Reading List
Time is not a synchronization primitive from Christine Dodrill's Blog RSS feed.
Time is not a synchronization primitive
Programming is so complicated. I know this is an example of the nostalgia paradox in action, but it easily feels like everything has gotten so much more complicated over the course of my career. One of the biggest things that is really complicated is the fact that working with other people is always super complicated.
One of the axioms you end up working with is "assume best intent". This has sometimes been used as a dog-whistle to defend pathological behavior; but really there is a good idea at the core of this: everyone is really trying to do the best that they can given their limited time and energy and it's usually better to start from the position of "the system that allowed this failure to happen is the thing that must be fixed".
However, we work with other people and this can result in things that can troll you on accident. One of the biggest sources of friction is when people end up creating tests that can fail for no reason. To make this even more fun, this will end up breaking people's trust in CI systems. This lack of trust trains people that it's okay for CI to fail because sometimes it's not your fault. This leads to hacks like the flaky attribute on python where it will ignore test failures. Or even worse, it trains people to merge broken code to main because they're trained that sometimes CI just fails but everything is okay.
Today I want to talk about one of the most common ways that I see things fall apart. This has caused tests, production-load-bearing bash scripts, and normal application code to be unresponsive at best and randomly break at worst. It's when people use time as a synchronization mechanism.
Time as an effect
I think that the best way to explain this is to start with a flaky test that I wrote years ago and break it down to explain why things are flaky and what I mean by a "synchronization mechanism". Consider this Go test:
func TestListener(t *testing.T) {
ctx, cancel := context.WithCancel(context.Background())
defer cancel()
go func() {
lis, err := net.Listen("tcp", ":1337")
if err != nil {
t.Error(err)
return
}
defer lis.Close()
for {
select {
case <- ctx.Done():
return
default:
}
conn, err := lis.Accept()
if err != nil {
t.Error(err)
return
}
// do something with conn
}()
time.Sleep(150*time.Millisecond)
conn, err := net.Dial("tcp", "127.0.0.1:1337")
if err != nil {
t.Error(err)
return
}
// do something with conn
}
This code starts a new goroutine that opens a network listener on port 1337 and then waits for it to be active before connecting to it. Most of the time, this will work out okay. However there's a huge problem lurking at the core of this: This test will take a minimum of 150 milliseconds to run no matter what. If the logic of starting a test server is lifted into a helper function then every time you create a test server from any downstream test function, you spend that additional 150 milliseconds.

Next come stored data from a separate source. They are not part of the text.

PR #231, opened 2022-07-28
Adding deploy scripts

yadudoc:
Adding deploy scripts and matching changes to the `Makefile`.

Here are the deploy steps I recommend:
1. Create a branch off of main once ready to deploy
2. Bump the version info, docs etc in the branch
3. Review and merge to main
4. Run the following to deploy from main 
```
make VERSION=<version_info> tag-and-release
```

The above call will make a github tag, and deploy to pypi, so make sure to have your pypi creds handy.

### DIFF
--- a/Makefile
+++ b/Makefile
@@ -60,3 +60,10 @@ install:
 .PHONY: develop
 develop:
 	$(PYTHON) setup.py develop
+
+
+.PHONY: tag-and-release
+tag: ## create a tag in git. to run, do a 'make VERSION="version string" tag-and-release
+	./tag_and_release.sh create_tag $(VERSION)
+	./tag_and_release.sh package
+	./tag_and_release.sh release
--- a/tag_and_release.sh
+++ b/tag_and_release.sh
@@ -1,0 +1,54 @@
+#!/bin/bash
+set -euf -o pipefail
+
+create_tag () {
+    if [ -z "$1" ]
+      then
+        VERSION="unknown"
+      else
+        VERSION=$1
+    fi
+
+    PSIJ_VERSION=$(python3 -c "import psij; print(psij.__version__)")
+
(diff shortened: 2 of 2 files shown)


Makefile
```diff
@@ -60,3 +60,10 @@ install:
 .PHONY: develop
 develop:
 	$(PYTHON) setup.py develop
+
+
+.PHONY: tag-and-release
+tag: ## create a tag in git. to run, do a 'make VERSION="version string" tag-and-release
```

Additionally, the TCP listener is probably ready near instantly, but also if you run multiple tests in parallel then they'll all fight for that one port and then everything will fail randomly.
This is what I mean by "synchronization primitive". The idea here is that by having the main test goroutine wait for the other one to be ready, we are using the effect of time passing (and the Go runtime scheduling/executing that other goroutine) as a way to make sure that the server is ready for the client to connect. When you are synchronizing the state of two goroutines (the client being ready to connect and the server being ready for connections), you generally want to use something that synchronizes that state, such as a channel or even by eliminating the need to synchronize things at all.
Consider this version of that test:
func TestListener(t *testing.T) {
ctx, cancel := context.WithCancel(context.Background())
defer cancel()
lis, err := net.Listen("tcp", ":0")
if err != nil {
t.Error(err)
return
}
go func() {
defer lis.Close()
for {
select {
case <- ctx.Done():
return
default:
}
conn, err := lis.Accept()
if err != nil {
t.Error(err)
return
}
// do something with conn
}()
conn, err := net.Dial(lis.Addr().Network(), lis.Addr().String())
if err != nil {
t.Error(err)
return
}
// do something with conn
}
Not only have we gotten rid of that time.Sleep call, we also made it support having multiple instances of the server in parallel! This code is ultimately much more robust than the old test ever was and will easily scale for your needs. If your tests took a total of 600 ms to run each, cutting out that one 150 ms sleep removes 25% of the wait!
Putting it into practice
So let's put this into practice and make this kind of behavior more
difficult to cause. Let's add a roadblock for trying to use
time.Sleep
in tests by using the nosleep
linter. nosleep
is a Go
linter that checks for the presence of time.Sleep
in your test code
and fails your code if it finds it. That's it. That's the whole tool.
You can run it against your Go code by installing it with go install
:
go install within.website/x/linters/cmd/nosleep@latest
And then you can run it with the nosleep
command:
nosleep ./...
I do recognize that sometimes you actually do need to use time as a
synchronization method because god is dead and you have no other
option. If this does genuinely happen, you can use the magic command
//nosleep:bypass here's a very good reason
. If you don't put a
reason there, the magic comment won't work.
Let me know how it works for you! Add it to your CI config if you dare.